**Work request**:
From the line that contains "screen shot 2015-11-06 at 1 46 20 am" to the end of the records below, copy every line exactly. Both the first and last of these lines count.

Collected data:
PR #368, opened 2015-10-18
Use rspec-puppet-facts where possible

ekohl:
This is pulled from https://github.com/theforeman/puppet-foreman/pull/332 and should be in a mergeable state.

PR #372, opened 2015-11-06
fix + refactor foreman::plugin::discovery test

brandonweeks:
screen shot 2015-11-06 at 1 46 20 am

The current test doesn't actually run because of `if facts[:os] == 'Fedora'`, I've included the refactored test from theforeman/puppet-foreman_proxy#203 that resolves the bug and improves the clarity.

**Answer below**:
screen shot 2015-11-06 at 1 46 20 am

The current test doesn't actually run because of `if facts[:os] == 'Fedora'`, I've included the refactored test from theforeman/puppet-foreman_proxy#203 that resolves the bug and improves the clarity.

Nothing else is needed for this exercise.